(DATA RECORDS)
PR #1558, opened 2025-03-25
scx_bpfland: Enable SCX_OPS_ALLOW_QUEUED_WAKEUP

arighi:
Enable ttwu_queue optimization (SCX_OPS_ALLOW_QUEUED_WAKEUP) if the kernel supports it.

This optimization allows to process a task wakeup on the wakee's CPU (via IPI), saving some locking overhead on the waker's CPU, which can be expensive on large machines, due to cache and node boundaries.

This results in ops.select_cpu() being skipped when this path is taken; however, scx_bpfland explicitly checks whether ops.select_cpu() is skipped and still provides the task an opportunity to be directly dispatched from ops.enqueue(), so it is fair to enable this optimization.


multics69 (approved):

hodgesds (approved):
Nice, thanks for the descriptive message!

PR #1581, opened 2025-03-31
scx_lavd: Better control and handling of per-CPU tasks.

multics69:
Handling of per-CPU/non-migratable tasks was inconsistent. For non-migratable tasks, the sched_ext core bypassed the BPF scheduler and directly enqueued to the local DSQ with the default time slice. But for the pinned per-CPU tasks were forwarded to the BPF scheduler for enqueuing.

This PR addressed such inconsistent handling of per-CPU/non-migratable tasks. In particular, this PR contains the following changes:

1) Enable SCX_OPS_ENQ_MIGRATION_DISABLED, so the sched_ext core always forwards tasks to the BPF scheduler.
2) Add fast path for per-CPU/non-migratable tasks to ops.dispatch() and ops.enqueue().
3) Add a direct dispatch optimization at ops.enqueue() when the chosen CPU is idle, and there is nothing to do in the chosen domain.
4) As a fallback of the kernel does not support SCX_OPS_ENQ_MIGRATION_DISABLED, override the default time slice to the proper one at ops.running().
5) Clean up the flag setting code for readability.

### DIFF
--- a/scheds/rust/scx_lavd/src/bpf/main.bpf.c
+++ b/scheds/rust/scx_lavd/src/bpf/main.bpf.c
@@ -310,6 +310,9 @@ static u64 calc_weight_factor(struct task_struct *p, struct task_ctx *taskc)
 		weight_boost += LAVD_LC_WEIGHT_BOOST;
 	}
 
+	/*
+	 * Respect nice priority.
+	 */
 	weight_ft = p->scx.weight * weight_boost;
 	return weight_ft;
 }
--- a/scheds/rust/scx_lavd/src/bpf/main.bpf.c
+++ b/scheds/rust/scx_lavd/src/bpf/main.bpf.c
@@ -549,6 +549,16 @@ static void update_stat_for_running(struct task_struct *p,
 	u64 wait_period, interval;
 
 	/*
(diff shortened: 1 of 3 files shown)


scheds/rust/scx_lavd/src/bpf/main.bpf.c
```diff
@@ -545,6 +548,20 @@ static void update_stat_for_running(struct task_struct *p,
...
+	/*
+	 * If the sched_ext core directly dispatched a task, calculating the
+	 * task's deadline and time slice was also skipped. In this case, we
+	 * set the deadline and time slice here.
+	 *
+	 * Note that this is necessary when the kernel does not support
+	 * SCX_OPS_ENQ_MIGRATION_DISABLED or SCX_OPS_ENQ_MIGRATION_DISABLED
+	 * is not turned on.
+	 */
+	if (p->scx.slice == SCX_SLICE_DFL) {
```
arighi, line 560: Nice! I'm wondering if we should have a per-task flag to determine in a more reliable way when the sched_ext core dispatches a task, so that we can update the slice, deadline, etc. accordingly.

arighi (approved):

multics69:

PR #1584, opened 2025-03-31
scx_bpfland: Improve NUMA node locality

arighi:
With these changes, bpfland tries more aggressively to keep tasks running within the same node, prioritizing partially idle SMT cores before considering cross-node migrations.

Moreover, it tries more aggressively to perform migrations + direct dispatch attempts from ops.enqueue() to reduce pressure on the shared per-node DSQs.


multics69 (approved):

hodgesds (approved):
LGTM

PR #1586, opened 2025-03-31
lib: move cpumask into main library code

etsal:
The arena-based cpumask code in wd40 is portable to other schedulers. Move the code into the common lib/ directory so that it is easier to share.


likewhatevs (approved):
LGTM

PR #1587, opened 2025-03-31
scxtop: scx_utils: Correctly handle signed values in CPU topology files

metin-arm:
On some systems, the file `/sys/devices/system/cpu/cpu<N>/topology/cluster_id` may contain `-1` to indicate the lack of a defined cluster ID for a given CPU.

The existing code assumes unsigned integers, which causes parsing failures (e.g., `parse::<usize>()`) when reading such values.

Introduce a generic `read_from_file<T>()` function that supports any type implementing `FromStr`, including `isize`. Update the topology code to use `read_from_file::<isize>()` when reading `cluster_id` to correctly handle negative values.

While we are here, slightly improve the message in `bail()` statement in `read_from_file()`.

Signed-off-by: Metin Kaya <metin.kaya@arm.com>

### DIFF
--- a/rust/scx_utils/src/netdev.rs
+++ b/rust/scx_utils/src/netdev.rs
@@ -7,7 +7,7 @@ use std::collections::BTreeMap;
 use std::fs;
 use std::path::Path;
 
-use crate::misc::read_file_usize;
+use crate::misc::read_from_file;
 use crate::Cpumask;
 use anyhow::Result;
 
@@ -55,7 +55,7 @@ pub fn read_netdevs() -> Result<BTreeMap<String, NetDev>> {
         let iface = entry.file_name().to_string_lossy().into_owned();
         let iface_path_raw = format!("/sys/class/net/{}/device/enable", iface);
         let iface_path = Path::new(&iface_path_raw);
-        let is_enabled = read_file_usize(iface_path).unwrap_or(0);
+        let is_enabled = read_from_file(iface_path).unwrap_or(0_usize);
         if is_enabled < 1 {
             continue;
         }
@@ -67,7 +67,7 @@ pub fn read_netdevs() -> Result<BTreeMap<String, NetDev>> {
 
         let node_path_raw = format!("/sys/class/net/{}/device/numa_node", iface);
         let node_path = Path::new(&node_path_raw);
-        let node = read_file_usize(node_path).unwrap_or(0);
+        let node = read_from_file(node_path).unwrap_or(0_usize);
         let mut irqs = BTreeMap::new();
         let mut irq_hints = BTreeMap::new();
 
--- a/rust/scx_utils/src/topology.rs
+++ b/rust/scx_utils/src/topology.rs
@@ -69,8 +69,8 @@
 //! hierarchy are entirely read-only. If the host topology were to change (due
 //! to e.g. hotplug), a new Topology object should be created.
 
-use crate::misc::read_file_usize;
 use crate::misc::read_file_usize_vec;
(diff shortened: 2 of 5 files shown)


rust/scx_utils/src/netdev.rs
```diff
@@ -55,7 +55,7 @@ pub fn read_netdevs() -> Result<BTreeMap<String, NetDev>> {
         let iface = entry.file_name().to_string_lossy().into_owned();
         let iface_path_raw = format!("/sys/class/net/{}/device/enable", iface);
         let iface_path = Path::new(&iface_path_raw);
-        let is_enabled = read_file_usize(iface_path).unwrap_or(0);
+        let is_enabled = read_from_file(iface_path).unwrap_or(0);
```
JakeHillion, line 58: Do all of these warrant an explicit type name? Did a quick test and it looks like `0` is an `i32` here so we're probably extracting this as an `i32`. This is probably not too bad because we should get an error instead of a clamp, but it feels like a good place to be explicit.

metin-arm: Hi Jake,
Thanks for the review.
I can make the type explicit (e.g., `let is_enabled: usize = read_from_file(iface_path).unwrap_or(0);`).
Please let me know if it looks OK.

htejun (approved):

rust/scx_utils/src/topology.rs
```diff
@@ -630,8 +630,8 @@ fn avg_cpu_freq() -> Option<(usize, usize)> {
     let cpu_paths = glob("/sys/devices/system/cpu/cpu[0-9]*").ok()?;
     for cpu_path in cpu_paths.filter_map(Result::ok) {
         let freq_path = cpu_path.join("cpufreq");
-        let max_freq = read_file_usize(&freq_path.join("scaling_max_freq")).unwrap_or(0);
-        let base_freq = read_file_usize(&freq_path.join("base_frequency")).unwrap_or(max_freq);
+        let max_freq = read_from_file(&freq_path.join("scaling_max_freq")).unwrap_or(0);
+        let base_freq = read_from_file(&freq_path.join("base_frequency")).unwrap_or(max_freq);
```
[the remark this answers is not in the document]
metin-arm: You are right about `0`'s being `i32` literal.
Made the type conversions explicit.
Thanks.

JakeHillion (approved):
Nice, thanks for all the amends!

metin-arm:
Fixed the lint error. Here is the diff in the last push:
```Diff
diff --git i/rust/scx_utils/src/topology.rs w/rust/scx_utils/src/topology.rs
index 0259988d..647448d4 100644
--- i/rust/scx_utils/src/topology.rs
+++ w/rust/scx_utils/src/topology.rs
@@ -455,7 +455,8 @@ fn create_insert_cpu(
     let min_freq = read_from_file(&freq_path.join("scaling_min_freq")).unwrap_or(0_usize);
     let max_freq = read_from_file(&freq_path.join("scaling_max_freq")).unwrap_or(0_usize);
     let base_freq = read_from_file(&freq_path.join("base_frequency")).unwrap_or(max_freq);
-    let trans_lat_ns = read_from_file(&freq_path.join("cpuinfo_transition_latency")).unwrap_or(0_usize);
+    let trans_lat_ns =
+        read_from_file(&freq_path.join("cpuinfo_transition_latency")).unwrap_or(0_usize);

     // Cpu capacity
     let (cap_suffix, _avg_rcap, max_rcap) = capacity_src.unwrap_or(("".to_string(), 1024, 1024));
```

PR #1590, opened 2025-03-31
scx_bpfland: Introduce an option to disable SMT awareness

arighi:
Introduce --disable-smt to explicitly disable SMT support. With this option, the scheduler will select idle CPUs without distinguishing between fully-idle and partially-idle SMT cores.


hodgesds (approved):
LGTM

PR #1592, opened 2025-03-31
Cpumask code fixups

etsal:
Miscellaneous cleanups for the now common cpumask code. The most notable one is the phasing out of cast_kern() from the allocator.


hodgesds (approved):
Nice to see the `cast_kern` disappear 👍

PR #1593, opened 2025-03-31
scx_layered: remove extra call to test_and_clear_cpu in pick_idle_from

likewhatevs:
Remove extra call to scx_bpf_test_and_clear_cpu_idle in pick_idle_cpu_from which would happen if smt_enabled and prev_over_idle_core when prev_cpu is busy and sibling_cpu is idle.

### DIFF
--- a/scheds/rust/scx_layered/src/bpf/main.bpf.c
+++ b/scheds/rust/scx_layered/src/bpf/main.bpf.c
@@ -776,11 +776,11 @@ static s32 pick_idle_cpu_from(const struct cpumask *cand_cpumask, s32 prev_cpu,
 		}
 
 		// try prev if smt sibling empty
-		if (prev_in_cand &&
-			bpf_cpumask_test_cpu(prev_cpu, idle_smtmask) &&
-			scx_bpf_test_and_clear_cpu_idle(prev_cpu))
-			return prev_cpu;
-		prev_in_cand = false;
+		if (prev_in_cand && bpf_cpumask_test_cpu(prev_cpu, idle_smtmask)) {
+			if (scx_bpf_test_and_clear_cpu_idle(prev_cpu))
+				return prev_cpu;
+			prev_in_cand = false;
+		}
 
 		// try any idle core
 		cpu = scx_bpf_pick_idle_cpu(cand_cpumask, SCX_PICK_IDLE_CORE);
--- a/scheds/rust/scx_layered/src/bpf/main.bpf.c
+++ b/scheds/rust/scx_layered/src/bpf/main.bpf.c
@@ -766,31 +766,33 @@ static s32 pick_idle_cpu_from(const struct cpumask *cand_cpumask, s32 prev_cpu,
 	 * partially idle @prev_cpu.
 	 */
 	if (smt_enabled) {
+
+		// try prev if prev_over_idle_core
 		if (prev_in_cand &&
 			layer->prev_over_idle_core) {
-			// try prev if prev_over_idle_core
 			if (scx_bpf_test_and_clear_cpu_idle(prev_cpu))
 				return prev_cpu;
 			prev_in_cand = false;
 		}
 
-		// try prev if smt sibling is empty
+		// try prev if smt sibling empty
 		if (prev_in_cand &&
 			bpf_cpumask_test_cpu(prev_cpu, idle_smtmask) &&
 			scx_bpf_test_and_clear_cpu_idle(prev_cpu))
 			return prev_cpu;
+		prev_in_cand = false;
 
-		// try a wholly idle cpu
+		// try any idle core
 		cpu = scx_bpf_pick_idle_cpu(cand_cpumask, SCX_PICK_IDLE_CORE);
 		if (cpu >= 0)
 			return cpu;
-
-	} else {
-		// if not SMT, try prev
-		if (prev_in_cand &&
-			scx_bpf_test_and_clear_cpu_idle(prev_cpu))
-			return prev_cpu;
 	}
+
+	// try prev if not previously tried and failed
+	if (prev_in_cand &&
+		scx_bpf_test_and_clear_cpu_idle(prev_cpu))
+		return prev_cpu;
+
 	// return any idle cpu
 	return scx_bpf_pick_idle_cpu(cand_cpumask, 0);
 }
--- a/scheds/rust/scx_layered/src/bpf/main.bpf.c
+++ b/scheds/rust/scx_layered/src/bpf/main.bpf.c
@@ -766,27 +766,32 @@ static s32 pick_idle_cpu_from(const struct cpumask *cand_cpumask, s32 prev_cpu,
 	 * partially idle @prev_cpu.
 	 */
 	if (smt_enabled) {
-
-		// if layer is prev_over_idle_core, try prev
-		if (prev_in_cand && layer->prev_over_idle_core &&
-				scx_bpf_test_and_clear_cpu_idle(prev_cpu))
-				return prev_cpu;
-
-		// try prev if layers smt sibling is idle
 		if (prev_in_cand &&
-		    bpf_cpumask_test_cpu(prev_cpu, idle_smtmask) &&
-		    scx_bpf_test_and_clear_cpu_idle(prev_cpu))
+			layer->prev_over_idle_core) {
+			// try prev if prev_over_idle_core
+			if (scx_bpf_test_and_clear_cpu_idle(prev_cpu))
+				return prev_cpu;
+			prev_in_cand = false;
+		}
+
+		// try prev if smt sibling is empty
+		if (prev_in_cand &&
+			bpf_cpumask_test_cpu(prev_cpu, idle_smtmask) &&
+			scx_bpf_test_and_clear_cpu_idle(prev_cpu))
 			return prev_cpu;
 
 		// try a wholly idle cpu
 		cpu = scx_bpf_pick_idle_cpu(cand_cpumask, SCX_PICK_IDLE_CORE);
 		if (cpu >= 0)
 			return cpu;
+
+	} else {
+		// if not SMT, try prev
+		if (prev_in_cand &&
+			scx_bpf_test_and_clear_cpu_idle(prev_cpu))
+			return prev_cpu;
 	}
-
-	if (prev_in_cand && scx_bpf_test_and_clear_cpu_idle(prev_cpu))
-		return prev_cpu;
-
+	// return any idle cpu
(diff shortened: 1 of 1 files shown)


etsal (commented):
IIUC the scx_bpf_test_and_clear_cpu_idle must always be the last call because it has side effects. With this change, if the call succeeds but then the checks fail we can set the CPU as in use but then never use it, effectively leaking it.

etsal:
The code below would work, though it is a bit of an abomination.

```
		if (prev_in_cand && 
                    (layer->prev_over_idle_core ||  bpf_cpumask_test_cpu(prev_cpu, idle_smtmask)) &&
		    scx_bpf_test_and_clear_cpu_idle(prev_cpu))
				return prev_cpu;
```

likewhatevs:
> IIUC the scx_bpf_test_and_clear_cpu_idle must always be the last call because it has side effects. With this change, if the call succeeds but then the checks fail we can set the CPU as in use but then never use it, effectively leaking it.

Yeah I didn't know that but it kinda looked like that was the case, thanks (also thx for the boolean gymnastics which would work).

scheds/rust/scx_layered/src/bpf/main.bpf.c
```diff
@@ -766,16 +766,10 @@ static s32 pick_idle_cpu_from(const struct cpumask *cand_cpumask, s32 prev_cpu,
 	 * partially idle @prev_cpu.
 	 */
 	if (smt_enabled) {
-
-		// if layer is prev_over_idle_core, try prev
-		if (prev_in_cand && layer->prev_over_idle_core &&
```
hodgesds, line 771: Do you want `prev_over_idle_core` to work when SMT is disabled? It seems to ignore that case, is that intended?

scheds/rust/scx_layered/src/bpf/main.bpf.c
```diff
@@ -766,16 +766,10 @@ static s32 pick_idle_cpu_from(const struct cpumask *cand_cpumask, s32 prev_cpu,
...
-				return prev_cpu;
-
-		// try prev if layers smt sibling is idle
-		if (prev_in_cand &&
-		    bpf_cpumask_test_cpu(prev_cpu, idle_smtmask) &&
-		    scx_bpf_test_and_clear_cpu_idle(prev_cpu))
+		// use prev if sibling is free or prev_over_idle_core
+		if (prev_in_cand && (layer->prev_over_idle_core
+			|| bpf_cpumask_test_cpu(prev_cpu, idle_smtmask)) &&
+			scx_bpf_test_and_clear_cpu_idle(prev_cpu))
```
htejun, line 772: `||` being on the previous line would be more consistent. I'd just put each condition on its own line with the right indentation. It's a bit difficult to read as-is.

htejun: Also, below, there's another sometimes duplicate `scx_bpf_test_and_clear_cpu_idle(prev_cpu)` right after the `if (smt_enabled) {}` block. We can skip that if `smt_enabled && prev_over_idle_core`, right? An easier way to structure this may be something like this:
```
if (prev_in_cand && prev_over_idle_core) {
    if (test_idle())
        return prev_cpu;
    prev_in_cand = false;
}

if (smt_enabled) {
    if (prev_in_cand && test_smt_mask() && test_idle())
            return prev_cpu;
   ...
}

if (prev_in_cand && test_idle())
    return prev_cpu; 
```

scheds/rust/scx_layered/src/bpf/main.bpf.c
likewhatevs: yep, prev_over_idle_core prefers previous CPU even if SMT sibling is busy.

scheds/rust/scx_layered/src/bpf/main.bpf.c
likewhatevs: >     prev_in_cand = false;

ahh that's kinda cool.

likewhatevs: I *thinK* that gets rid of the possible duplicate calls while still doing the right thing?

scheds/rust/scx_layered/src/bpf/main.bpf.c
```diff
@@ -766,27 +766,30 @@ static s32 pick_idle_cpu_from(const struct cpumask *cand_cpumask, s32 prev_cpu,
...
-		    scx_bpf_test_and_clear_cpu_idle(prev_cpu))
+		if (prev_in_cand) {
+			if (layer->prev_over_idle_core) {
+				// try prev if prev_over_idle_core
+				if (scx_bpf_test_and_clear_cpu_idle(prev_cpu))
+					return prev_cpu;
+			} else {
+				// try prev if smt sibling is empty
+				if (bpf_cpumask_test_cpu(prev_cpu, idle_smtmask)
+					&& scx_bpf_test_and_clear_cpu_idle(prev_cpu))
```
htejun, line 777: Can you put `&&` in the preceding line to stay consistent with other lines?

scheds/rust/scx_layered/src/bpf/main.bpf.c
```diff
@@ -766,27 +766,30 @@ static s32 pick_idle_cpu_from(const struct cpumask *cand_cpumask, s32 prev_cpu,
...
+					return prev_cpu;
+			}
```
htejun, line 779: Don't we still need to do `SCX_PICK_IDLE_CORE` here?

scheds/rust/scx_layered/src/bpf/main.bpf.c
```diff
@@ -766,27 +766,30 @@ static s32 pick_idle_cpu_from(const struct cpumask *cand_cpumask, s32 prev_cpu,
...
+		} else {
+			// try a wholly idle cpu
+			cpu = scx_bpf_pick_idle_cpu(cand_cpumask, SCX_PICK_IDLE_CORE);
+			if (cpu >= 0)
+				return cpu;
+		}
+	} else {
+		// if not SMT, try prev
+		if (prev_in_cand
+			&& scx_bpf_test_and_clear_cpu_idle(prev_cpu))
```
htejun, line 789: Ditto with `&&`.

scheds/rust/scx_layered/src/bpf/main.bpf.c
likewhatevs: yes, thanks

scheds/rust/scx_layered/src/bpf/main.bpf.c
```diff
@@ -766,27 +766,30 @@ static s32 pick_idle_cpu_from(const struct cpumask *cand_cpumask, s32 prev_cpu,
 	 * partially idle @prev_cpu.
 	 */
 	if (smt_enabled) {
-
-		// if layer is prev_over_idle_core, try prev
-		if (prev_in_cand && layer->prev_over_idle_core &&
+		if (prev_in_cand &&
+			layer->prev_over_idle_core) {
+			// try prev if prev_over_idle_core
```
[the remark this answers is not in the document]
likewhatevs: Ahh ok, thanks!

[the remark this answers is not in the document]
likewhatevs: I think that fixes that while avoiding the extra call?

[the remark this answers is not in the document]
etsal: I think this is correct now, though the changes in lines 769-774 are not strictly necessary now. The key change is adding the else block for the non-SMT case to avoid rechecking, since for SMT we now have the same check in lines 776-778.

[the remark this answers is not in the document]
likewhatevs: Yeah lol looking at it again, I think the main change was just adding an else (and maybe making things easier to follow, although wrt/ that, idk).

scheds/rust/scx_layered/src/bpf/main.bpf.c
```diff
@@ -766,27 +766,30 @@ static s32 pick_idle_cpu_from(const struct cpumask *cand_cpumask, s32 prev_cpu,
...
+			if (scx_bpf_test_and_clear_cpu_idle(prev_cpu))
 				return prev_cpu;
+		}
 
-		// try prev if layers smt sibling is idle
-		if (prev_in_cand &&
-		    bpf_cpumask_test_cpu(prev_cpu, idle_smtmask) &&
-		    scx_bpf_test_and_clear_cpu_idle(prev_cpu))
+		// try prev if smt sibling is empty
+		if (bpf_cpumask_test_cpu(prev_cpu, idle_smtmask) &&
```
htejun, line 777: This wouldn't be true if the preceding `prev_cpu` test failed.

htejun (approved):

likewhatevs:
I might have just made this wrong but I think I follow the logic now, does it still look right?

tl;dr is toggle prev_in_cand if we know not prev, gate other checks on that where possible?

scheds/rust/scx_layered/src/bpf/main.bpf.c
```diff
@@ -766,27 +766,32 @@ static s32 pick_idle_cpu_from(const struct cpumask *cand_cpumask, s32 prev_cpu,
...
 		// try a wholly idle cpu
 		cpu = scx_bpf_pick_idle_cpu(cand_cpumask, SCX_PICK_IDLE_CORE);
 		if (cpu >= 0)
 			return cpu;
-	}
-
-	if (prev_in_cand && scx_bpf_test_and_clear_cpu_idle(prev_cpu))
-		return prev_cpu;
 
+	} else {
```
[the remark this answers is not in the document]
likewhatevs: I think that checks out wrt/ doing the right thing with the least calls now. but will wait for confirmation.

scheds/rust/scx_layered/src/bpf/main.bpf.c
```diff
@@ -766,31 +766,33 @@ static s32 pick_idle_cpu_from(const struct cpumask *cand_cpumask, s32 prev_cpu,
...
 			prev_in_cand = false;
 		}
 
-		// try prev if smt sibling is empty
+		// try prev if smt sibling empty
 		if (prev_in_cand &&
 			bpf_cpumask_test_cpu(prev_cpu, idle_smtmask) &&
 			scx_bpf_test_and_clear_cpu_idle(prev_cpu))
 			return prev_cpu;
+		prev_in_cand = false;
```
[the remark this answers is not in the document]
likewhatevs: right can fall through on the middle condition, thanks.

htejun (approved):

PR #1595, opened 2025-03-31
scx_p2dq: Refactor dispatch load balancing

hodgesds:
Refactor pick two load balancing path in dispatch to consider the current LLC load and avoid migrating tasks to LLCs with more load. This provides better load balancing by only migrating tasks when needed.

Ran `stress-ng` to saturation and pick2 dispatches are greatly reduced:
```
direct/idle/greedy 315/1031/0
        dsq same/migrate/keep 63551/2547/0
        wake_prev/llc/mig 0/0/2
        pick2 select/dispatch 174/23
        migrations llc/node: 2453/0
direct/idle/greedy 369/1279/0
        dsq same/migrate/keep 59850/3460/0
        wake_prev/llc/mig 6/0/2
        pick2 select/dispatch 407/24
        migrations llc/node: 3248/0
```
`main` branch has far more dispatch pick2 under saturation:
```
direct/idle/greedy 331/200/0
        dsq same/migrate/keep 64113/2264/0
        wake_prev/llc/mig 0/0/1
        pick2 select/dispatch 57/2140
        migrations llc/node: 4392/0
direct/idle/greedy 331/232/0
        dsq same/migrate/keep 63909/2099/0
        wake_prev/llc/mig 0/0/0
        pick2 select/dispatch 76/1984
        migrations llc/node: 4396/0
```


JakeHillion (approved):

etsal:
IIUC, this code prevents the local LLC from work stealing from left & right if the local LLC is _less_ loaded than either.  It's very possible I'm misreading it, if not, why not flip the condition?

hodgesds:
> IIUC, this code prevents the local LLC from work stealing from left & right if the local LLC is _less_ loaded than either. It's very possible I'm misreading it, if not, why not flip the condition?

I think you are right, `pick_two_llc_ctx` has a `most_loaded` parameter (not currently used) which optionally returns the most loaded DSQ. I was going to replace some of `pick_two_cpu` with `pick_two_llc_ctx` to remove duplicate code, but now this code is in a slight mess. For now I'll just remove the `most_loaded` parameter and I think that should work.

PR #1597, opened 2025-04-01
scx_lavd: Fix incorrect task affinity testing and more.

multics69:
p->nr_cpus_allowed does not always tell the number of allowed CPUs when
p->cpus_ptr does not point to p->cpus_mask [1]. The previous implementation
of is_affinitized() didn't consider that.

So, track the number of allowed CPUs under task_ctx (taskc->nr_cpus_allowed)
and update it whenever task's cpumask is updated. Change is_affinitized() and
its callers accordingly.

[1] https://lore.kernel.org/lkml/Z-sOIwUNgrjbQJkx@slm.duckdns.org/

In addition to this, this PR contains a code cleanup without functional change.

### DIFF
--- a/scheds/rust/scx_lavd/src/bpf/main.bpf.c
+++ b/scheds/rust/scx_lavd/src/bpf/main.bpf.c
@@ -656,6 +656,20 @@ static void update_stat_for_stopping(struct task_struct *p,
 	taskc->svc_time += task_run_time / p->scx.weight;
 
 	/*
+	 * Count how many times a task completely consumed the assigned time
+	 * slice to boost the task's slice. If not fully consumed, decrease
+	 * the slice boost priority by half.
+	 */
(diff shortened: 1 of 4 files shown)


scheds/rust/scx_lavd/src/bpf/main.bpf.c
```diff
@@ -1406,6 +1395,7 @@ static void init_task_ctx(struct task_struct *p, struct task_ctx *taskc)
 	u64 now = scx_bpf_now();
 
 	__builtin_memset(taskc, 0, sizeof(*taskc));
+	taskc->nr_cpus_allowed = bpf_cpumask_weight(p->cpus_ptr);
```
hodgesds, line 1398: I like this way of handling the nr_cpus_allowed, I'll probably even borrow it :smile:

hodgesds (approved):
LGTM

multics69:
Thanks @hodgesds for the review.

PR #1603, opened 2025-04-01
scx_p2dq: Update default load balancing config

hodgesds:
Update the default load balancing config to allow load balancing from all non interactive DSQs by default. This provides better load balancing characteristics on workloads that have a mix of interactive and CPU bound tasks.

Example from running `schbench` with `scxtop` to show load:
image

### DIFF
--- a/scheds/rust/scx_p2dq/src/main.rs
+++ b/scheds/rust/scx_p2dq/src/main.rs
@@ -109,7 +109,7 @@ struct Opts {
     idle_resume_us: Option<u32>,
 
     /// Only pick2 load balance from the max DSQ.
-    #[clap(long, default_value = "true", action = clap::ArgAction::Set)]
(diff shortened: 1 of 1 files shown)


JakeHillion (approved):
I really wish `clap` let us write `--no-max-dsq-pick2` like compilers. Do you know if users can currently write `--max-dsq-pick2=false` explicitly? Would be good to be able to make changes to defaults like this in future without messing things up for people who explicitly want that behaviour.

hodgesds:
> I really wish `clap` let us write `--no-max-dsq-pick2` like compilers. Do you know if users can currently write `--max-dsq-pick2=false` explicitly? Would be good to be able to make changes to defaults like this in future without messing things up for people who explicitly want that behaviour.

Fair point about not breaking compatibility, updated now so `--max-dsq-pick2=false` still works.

(WHAT YOU ARE ASKED TO DO) Check each line of the records for the word "number" and extract those that contain it.

(SOLUTION FOR THIS EXERCISE)
p->nr_cpus_allowed does not always tell the number of allowed CPUs when
So, track the number of allowed CPUs under task_ctx (taskc->nr_cpus_allowed)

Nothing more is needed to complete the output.